* **Problem to work on**: In how many lines of the listing does the word "because" appear? Reply with the number only.

----------

PR #755, opened 2021-06-09
Fix #752 Series data still in memory after using setdata

### LINKED ISSUE #752: Removing data for the last series doesn't actually remove the data

**Steps/code to reproduce:**
Take 2 lines series : serie 1 and serie 2 both line type series of a couple hundred points.

1. Draw serie 1 `serie1.setData([... data points serie 1 ...])`
2. Draw serie 2 `serie2.setData([... data points serie 2 ...])`
3. Clear serie 1 `serie1.setData([])`
4. Clear serie 2 `serie2.setData([])`
5. Draw serie 1 `serie1.setData([... data points serie 1 ...])`

**Actual behavior:**

Serie 1 appear on chart as expected but serie 2 is rendered too (although I _deleted_ the data using setData([]))

**Expected behavior:**

Only serie 1 is drawn as a result of the serie1.setData([... points ...])

https://jsfiddle.net/kjg1zvnx/

Maybe setData([]) isn't made for deleting the data? 

This works :
Instead of calling setData([]) draw a fake point
```
serie1.setData([
"time": 1622933040, // first time from other series, avoid 'invalid date' error on time axis...
"value": undefined
}])
```

edew:
**Type of PR:** Bugfix

**PR checklist:**

- [x] Addresses an existing issue: fixes #752 
- [x] Includes tests
- [ ] Documentation update

**Overview of change:**

Currently when a series is remove (i.e. it is updated with empty data `[]`) the library does not properly handle removing that data.

Internally this is because `DataLayer._syncIndexesAndApplyChanges` doesn't include the removed series in the returned `DataUpdateResponse`.

This PR fixes the logic so that removed series are included in the update response.

### DIFF
--- a/.gitignore
+++ b/.gitignore
@@ -26,3 +26,6 @@ debug.html
 
 # graphics tests out data
 /tests/e2e/graphics/.gendata/
+
+# OS X .DS_Store files
+.DS_Store
--- a/.gitignore
+++ b/.gitignore
@@ -26,6 +26,3 @@ debug.html
 
 # graphics tests out data
 /tests/e2e/graphics/.gendata/
-
-# OS X .DS_Store files
-.DS_Store
--- a/src/api/data-layer.ts
+++ b/src/api/data-layer.ts
@@ -160,6 +160,8 @@ export class DataLayer {
 	// this is kind of "dest" values (in opposite to "source" ones) - we don't need to modify it manually, the only by calling _syncIndexesAndApplyChanges method
 	private _sortedTimePoints: readonly TimeScalePoint[] = [];
 
+	private _previousBaseIndexValue: TimePointIndex = 0 as TimePointIndex;
+
 	public destroy(): void {
 		this._pointDataByTimePoint.clear();
 		this._seriesRowsBySeries.clear();
@@ -384,12 +386,19 @@ export class DataLayer {
 	private _getBaseIndex(): TimePointIndex {
 		let baseIndex = 0 as TimePointIndex;
 
-		this._seriesRowsBySeries.forEach((data: SeriesPlotRow[]) => {
-			if (data.length !== 0) {
-				baseIndex = Math.max(baseIndex, data[data.length - 1].index) as TimePointIndex;
-			}
-		});
+		if (this._seriesRowsBySeries.size === 0) {
+			// all series have been removed so use the previous base index value
+			baseIndex = this._previousBaseIndexValue;
+		} else {
+			// calculate a new base index value from series data
+			this._seriesRowsBySeries.forEach((data: SeriesPlotRow[]) => {
+				if (data.length !== 0) {
+					baseIndex = Math.max(baseIndex, data[data.length - 1].index) as TimePointIndex;
+				}
+			});
+		}
 
+		this._previousBaseIndexValue = baseIndex;
 		return baseIndex;
 	}
 
--- a/src/api/data-layer.ts
+++ b/src/api/data-layer.ts
@@ -335,8 +335,6 @@ export class DataLayer {
 	private _updateTimeScalePoints(newTimePoints: TimeScalePoint[]): number {
 		let firstChangedPointIndex = -1;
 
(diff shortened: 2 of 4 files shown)


tests/unittests/data-layer.spec.ts
```diff
@@ -695,4 +712,61 @@ describe('DataLayer', () => {
...
+		const series2 = createSeriesMock();
+
+		const data1 = generateData();
+		const data2 = generateData();
+
+		dataLayer.setSeriesData(series1, data1);
+		dataLayer.setSeriesData(series2, data2);
+
+		it('update result has empty data for series1', () => {
+			const updateResult = dataLayer.setSeriesData(series1, []);
```
timocov, line 741: what if tests will be run in random order? Probably now the result depends on order of tests and probably this is not good. Can we either merge all `it`s into one or make tests independent of each other?

src/api/data-layer.ts
```diff
@@ -420,6 +420,10 @@ export class DataLayer {
 				dataUpdateResponse.series.set(s, { data, fullUpdate: true });
 			});
 
+			if (!this._seriesRowsBySeries.has(series)) {
+				dataUpdateResponse.series.set(series, { data: [], fullUpdate: true });
```
timocov, line 424: would you mind to leave a comment here why do we need this here please?

.gitignore
```diff
@@ -26,3 +26,6 @@ debug.html
 
 # graphics tests out data
 /tests/e2e/graphics/.gendata/
+
+# OS X .DS_Store files
+.DS_Store
```
timocov, line 31: hm, probably it should be system-wide ignore 😂 I'm just wondering why we have an ignore item for `*.pyc` files, but I think that ignoring OS-specific files shouldn't be a project-related thing (in this case we'd need to add some windows-specific files, linux-specific etc)

timocov (changes requested):
The fix looks good for me, a few comments regarding tests/other changed files. btw, would you mind to add graphics tests as well?

tests/unittests/data-layer.spec.ts
```diff
@@ -411,6 +418,56 @@ describe('DataLayer', () => {
...
+		const series1 = createSeriesMock();
+		const series2 = createSeriesMock();
+		const data1 = generateData();
+		const data2 = generateData();
+		dataLayer.setSeriesData(series1, data1);
+		dataLayer.setSeriesData(series2, data2);
+
+		const updateResult1 = dataLayer.setSeriesData(series1, []);
+
+		expect(updateResult1.timeScale.baseIndex).to.be.equal(0, 'expected base index to be 0');
```
timocov, line 444: shouldn't it be 9 here? we had 2 series with 10 data items each and just removed one of them so probably baseIndex value shouldn't be changed after removal?

tests/unittests/data-layer.spec.ts
```diff
@@ -411,6 +418,56 @@ describe('DataLayer', () => {
...
+		const updateResult2 = dataLayer.setSeriesData(series2, []);
+
+		expect(updateResult2.timeScale.baseIndex).to.be.equal(0, 'expected base index to be 0');
+		expect(updateResult2.timeScale.points?.length).to.be.equal(0, 'expected updated time scale points length to equal 0');
+		expect(updateResult2.series.has(series2)).to.be.equal(true, 'expected to contain series2');
+		expect(updateResult2.series.get(series2)?.data.length).to.be.equal(0, 'expected series2 data to be empty');
+
+		const updateResult3 = dataLayer.setSeriesData(series1, data1);
+
+		expect(updateResult3.timeScale.baseIndex).to.be.equal(0, 'expected base index to be 0');
```
timocov, line 458: the same here about baseIndex value

tests/unittests/data-layer.spec.ts
edew: 👍 This is because the test data has invalid `time`s, so the index of all data points is `0`.

timocov (approved):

----------

* **Output**: 2